In order to carry out a comprehensive evaluation of the DNA fragments, 40 researchers from Denmark, the United Kingdom, France, Sweden, Norway, the United States and Germany worked on the samples.
“The process was painstaking,” the researchers said.
When they found the DNA, the researchers compared each individual piece of DNA with vast libraries of samples collected from today’s animals, plants and microorganisms.
“A DNA picture of trees, bushes, birds, animals and microorganisms began to emerge” from the world two million years ago.
They said some of the DNA fragments were easy to classify as ancestors of today’s species, while others could only be related at the genus level, and some came from species that are impossible to place in DNA libraries of still living animals, plants and microorganisms. in the 21st century.
The two-million-year-old samples have also helped academics build a picture of a previously unknown stage in the evolution of DNA from a number of species still existing today.
Professor Kjær said: ‘It was only when a new generation of DNA extraction and sequencing equipment was developed that we were able to locate and identify extremely small and damaged DNA fragments in the sediment samples. It meant we were finally able to map a two-million-year-old ecosystem.”
Assistant Professor Mikkel W Pedersen, co-first author of the paper and also based at the Lundbeck Foundation GeoGenetics Centre, said: ‘The Kap København ecosystem, which has no current equivalent, existed at considerably higher temperatures than the ones we have today – and why, at first glance, the climate appears to have been similar to the climate we expect on our planet in the future due to global warming.

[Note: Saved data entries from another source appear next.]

PR #315, opened 2020-07-25
Update testing requirements and CI

farmio:
Coveralls should work again. Let's see...

### DIFF
--- a/xknx/devices/action.py
+++ b/xknx/devices/action.py
@@ -24,6 +24,7 @@ class ActionBase():
 
     def test_if_applicable(self, state, counter=None):
         """Test if should be executed for this state and this counter number."""
+        # pylint: disable=import-outside-toplevel
         from .binary_sensor import BinarySensorState
         if (state == BinarySensorState.ON) \
                 and (self.hook == "on") \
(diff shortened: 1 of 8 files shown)


farmio:
Well seems like coveralls works again, but doesn't comment the coverage difference anymore. @Julius2342 maybe some settings or permissions have changed there?

xknx/devices/action.py
```diff
@@ -24,6 +24,7 @@ def test_counter(self, counter):
 
     def test_if_applicable(self, state, counter=None):
         """Test if should be executed for this state and this counter number."""
+        # pylint: disable=import-outside-toplevel
```
Julius2342, line 27: Hm, i don't remember the reason why i made this a local import ...

Julius2342:
> Well seems like coveralls works again, but doesn't comment the coverage difference anymore. @Julius2342 maybe some settings or permissions have changed there?

Hmm, i did not change anything ... we could also consider moving to github tests? That probably could make our lives easier?

farmio:
Sure, why not. 
This changes are relevant there too because of a version conflict of coveralls and coverage > 5

xknx/devices/action.py
farmio: It's because of a circular dependency conflict. Im not really sure how to prevent this. New Stateupdater eliminates some of these.

PR #316, opened 2020-07-30
rename DPTBase to DPTTranscoder; update HA knx.send

farmio:
- rename DPTBase to DPTTranscoder
- introduce _DPTPayload as base class for DPTBinary and DPTArray. For future type checking.

I think DPTTranscoder is more self-explanatory than DPTBase.

----------

I was also thinking of changing the DPTTranscoder.to_knx() return values to instances of _DPTPayload. 
Eg. DPTTemperature.to_knx(value) now returns a tuple of `(exponent, significand)`. This is packed into a DPTArray in the RemoteValue using it. I think it would be more straight forward to return a DPTArray from this function. I'm not sure how to do this with RemoteValues that use DPTBinary - maybe just add a .to_knx() and .from_knx() function to it.

I'll add an update to the HA service `knx.send` to soon to take an additional attribute `type`. It'll use `DPTTranscoder.parse_type` to select a DPT and encode the payload accordingly (like RemoteValueSensor). So we don't have to use tuples with raw payloads anymore. This would benefit from DPTTranscoder.to_knx() returning a _DPTPayload.

What do you think??

### DIFF
--- a/changelog.md
+++ b/changelog.md
@@ -10,6 +10,8 @@
 
 ### New Features
 
+- HA integration: `knx.send` service takes `type` attribute to allow sending DPT encoded values like `sensor`
+- HA integration: `sensor` and `expose` accept int and float values for `type` (parsed as DPT numbers)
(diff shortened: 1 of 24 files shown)


farmio:
i messed up my next branch with this 🤦‍♂️

PR #321, opened 2020-08-03
Passive group addresses

farmio:
This allows configuration for multiple group addresses per RemoteValue. These shall not be queried or written to, but telegrams addressing these shall be processed. (german term: Hörende Gruppenadressen)

Example usage: Covers that don't support position status and are triggered by either a normal GA or a central GA (addressing more than one).
```python
cover = Cover(
    xknx,
    group_address=["1/2/3", "0/0/1"])
```
where "1/2/3" is the normal group address and "0/0/1" is the central GA.

- [ ] maybe add additional attribute (eg. "group_addresses_passive" to RemoteValues and `Devices) instead of checking for a list
- [ ] adapt HA integration config validation


marvin-w:
Closed in favour of #441

PR #496, opened 2020-11-16
typecheck travelcalculator

farmio:
## Description

I'm not entirely sure if it is better to use 
```python
self.travel_to_position: Optional[int] = None
# or
self.travel_to_position: int
```

## Type of change

## Checklist:

### DIFF
--- a/setup.cfg
+++ b/setup.cfg
@@ -42,7 +42,7 @@ warn_redundant_casts = true
 warn_unused_configs = true
 
 # add the modules below once we add typing for them so that we fail the build in the future if someone changes something without updating the typings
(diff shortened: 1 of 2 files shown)


marvin-w (approved):
Looks good to me. <3

farmio:
While looking at this again, I think we could remove the PositionType Enum in favor of a `position_confirmed` bool and init with `self.last_known_position: Optional[int] = None`. This would allow us to simplify the module a little bit. 
It is not intended to change the Enum back to UNKNOWN again once it is CALCULATED or CONFIRMED so it is used as a bool anyway. 
Having both, optional last_known and Enum seems redundant.

marvin-w (approved):
looks good

PR #503, opened 2020-11-21
process every incoming Telegram in all Devices

farmio:
## Description

process every incoming Telegram in all Devices regardless if a callback for the GA is registered (eg. StateUpdater) or not.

“One of the key factors here is the extent to which species will be able to adapt to changing conditions resulting from a significant increase in temperature. The data suggests that more species may be evolving and adapting to wildly variable temperatures than previously thought. But most importantly, these results show that they need time to do it. The speed of today’s global warming means that organisms and species don’t have that time, so the climate emergency remains a huge threat to biodiversity and the world: extinction is on the horizon for some species, including plants and trees .
The research team said they believe some of the ‘tricks’ of discovered two-million-year-old plant DNA could be used to help make some endangered species more resilient to climate warming.

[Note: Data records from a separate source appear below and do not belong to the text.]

PR #519, opened 2020-11-30
Refactor `Telegram.payload` to support other APCI payloads

basilfx:
## Description
This is the second part of #253, where `Telegram.payload` is refactored to support generic APCI payloads. In addition, `Telegram.telegramtype` and `CEMIFrame.cmd` are obsolete as well, because they can be derived from the payload.

Most of the changes are related to the testcases, where `Telegram(.., payload=DPT*())` is now (for example) `Telegram(.., payload=GroupValueWrite(DPT*()))`.

I have not tested the Home-Assistant plugin, as I don't have a setup running. It probably needs some changes.

## Type of change

## Checklist:


basilfx:
I have two MyPy errors left, which I don't understand:

```
xknx/telegram/apci.py:14: error: Module 'xknx.dpt' has no attribute 'DPTArray'; maybe "DPTArea"?
xknx/telegram/apci.py:14: error: Module 'xknx.dpt' has no attribute 'DPTBinary'
```

False positive?

farmio:
Have you seen this: https://github.com/python/mypy/issues/7423
Maybe we should adapt our Mypy config. I think `from ... as ...` would be odd.

farmio:
when I run this now from my HA test installation I get a lot of 
```python
2020-12-01 22:12:26 WARNING (MainThread) [xknx.log] 'from_knx()' not implemented for GroupValueRead
# and this for GAs in fire_event_filter
2020-12-01 22:12:26 WARNING (Recorder) [homeassistant.components.recorder] Event is not JSON serializable: <Event knx_event[L]: data=<GroupValueResponse dpt="<DPTArray value="[0x19,0x62]" />" />, destination=5/1/0, direction=Incoming, source=1.0.54, telegramtype=GroupValueResponse>
```
also I think it would be cleaner if the APCI services could get their own module for importing them instead of importing from xknx.telegram together with higher-order classes
```python
# eg
from xknx.telegram import GroupAddress, IndividualAddress, Telegram
from xknx.telegram.apci import GroupValueRead, GroupValueWrite
# instead of
from xknx.telegram import GroupAddress, GroupValueRead, GroupValueWrite, IndividualAddress, Telegram
```

basilfx:
@farmio Thanks for testing, I'll pick it up. I'm also busy with a few other improvements.

home-assistant-plugin/custom_components/xknx/__init__.py
```diff
@@ -325,11 +325,11 @@ async def telegram_received_cb(self, telegram):
         self.hass.bus.async_fire(
             "knx_event",
             {
-                "data": telegram.payload.value,
+                "data": telegram.payload,
```
farmio, line 328:
```suggestion
                "data": telegram.payload.dpt.value,
```
to prevent `WARNING (Recorder) [homeassistant.components.recorder] Event is not JSON serializable: <Event knx_event[L]: data=<GroupValueResponse dpt="<DPTArray value="[0x19,0x62]" />" />, destination=5/1/0, direction=Incoming, source=1.0.54, telegramtype=GroupValueResponse>`
but if a GroupValueRead was received this would not have a `.payload.dpt` attribute...

basilfx: But for a `GroupValueRead`, the data would be empty otherwise. 

I could modify to only set the data property if there is a DPT payload (GroupValueWrite/GroupValueResponse)? There will be other APCI services that don't have a DPT payload (e.g. MemoryRead/Write/Response, PropertyRead/Write/Response, Restart, etc.)

basilfx:
I'm still working on the APCI unit tests.

home-assistant-plugin/custom_components/xknx/__init__.py
farmio: `None` is Fine. I have not tested it with a GroupValueRead yet - just want to make sure it doesn't raise AttributeError.

basilfx: Adapted this in b9f2320.

basilfx:
Unit tests are ready. Let's see what I have to add more :-)

xknx/telegram/apci.py
```diff
@@ -0,0 +1,207 @@
...
+
+
+class APCI(ABC):
+    """
+    Base class for ACPI services.
+
+    This base class is only the interface for the derived classes.
+    """
+
+    code: APCICommand = APCICommand.ESCAPE
```
farmio, line 57:
```suggestion
    @property
    @classmethod
    @abstractmethod
    def code(cls) -> APCICommand
        return NotImplementedError
```
This is a wild guess, but would be nice if it works.

xknx/dpt/dpt.py
```diff
@@ -126,7 +126,7 @@ class DPTBinary:
     APCI_BITMASK = 0x3F
     APCI_MAX_VALUE = APCI_BITMASK
 
-    def __init__(self, value):
+    def __init__(self, value) -> None:
```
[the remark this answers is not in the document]
basilfx: https://stackoverflow.com/a/46779290 states that [PEP-484](https://www.python.org/dev/peps/pep-0484/) defines `__init__` to be annotated with `-> None`

xknx/telegram/apci.py
basilfx: I guess that changing it to `code: APCICommand` is sufficient as well.

farmio: oh... I didn't know this worked 🤣 beautiful

basilfx: I think I tried this before, but because it wasn't an ABC, it did not work (with mypy).

basilfx: Ah, damn. It did not work :-P

xknx/dpt/dpt.py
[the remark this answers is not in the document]
farmio: This is somewhat confusing.
https://mypy.readthedocs.io/en/stable/class_basics.html#annotating-init-method
was implied to return None some years later.

xknx/telegram/apci.py
basilfx: When I fix it for Mypy, then pylint complains. Guess it needs to be silenced somehow.

basilfx: `code: ClassVar[APCICommand] = cast(APCICommand, None)` did the trick.

farmio (approved):

xknx/knxip/cemi_frame.py
```diff
@@ -188,35 +158,31 @@ def from_knx_data_link_layer(self, cemi) -> int:
...
 
-        if len(apdu) == 1:
-            apci = tpci_apci & DPTBinary.APCI_BITMASK
-            self.payload = DPTBinary(apci)
-        else:
-            self.payload = DPTArray(cemi[11 + addil :])
+        tpci_apci = (apdu[0] << 8) + apdu[1]
+
+        try:
+            self.payload = APCI.resolve_class(tpci_apci & 0x03FF)()
```
farmio, line 172: huch... what is happening here? 😲😂

basilfx: `APCI.resolve_class` takes the relevant bits from TPCI+APCI, and returns a APCI class type. That is then instantiated directly, so that `self.payload` is one of the APCI classes.

Further down, `self.payload.from_knx(..)` is used to populate it.

farmio: Could we instantiate it right from resolve_class if we pass the whole adpu? Like a Factory?

We wouldn't need the empty intermediary GroupValue* Class (before from_knx() ) and the somewhat irritating (at least for me) `)()` instantination.

basilfx: Last commit should address this issue. I renamed the function to `resolve_apci` now it doesn't resolve to a type anymore.

basilfx:
Thanks!

farmio:
Thank you! I think its a great addition.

Professor Kjær said: ‘It is possible that genetic engineering could mimic the strategy plants and trees developed two million years ago to survive in a climate of rising temperatures and prevent the extinction of some species, plants and trees. . This is one of the reasons this scientific advance is so significant because it could reveal how we try to counteract the devastating impact of global warming.”
The Kap København clay findings could now open up a whole new period in DNA detection if scientists target similar geological formations.

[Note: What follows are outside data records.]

PR #523, opened 2020-12-07
Refactor timeout handling

farmio:
## Description

- Refactor timeout handling of GatewayScanner, RequestResponse and ValueReader to
  - handle Task cancellation without leaving ghost callbacks
  - be shorter and better readable with fewer methods
- add type-checking for GatewayScanner and ValueReader 
  - (RequestResponse seems to be a bigger task - thats for another weekend)

Fixes # (issue)

## Type of change

## Checklist:

### DIFF
--- a/xknx/core/value_reader.py
+++ b/xknx/core/value_reader.py
@@ -9,9 +9,13 @@ The module will
 """
 import asyncio
 import logging
+from typing import TYPE_CHECKING, Optional
 
-from xknx.telegram import Telegram
+from xknx.telegram import GroupAddress, Telegram
 from xknx.telegram.apci import GroupValueRead, GroupValueResponse, GroupValueWrite
+
+if TYPE_CHECKING:
+    import xknx.XKNX as XKNX
 
 logger = logging.getLogger("xknx.log")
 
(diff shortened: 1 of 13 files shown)


xknx/knxip/__init__.py
```diff
@@ -28,3 +28,35 @@
...
+    "DIBServiceFamily",
+    "DIBTypeCode",
+    "KNXIPServiceType",
+    "KNXMedium",
+    "RoutingIndication",
+    "SearchRequest",
+    "SearchResponse",
+    "TunnellingAck",
+    "TunnellingRequest",
+]
```
farmio, line 62: I don't like this, but it seems 
https://github.com/XKNX/xknx/blob/0defb2649644ef8fe53ab7d375875c2366be245f/setup.cfg#L51
isn't doing what I think it should do.

xknx/core/value_reader.py
```diff
@@ -9,51 +9,64 @@
...
+            )
+        except asyncio.TimeoutError:
+            logger.warning(
+                "Error: KNX bus did not respond in time (%s secs) to GroupValueRead request for: %s",
+                self.timeout_in_seconds,
+                self.group_address,
+            )
+        finally:
+            # cleanup to not leave callbacks (for asyncio.CancelledError)
+            self.xknx.telegram_queue.unregister_telegram_received_cb(cb_obj)
```
farmio, line 56: The core of this PR is always this pattern. 
Instead of using `loop.call_later(self.timeout_in_seconds, self.timeout)` in `self.start_timeout()` with `self.stop_timeout()` and `self.timeout()`
we use `asyncio.wait_for()` with a timeout argument and move the contents of `self.timeout()` into the exception clause so asyncio takes care of handling the timeout for us. This way we can use `finally` to always remove our callbacks.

Professor Willerslev explained: ‘DNA generally survives best in cold, dry conditions such as those prevailing during most of the period since the material was deposited at Kap København. Now that we have successfully extracted ancient DNA from clay and quartz, it is possible that the clay preserved ancient DNA in hot, humid environments at sites found in Africa.
“If we could start exploring the ancient DNA in clay grains from Africa, we might be able to glean groundbreaking information about the origin of many different species – perhaps even new knowledge about early humans and their ancestors – the possibilities are endless. “
The research is published in the journal Nature.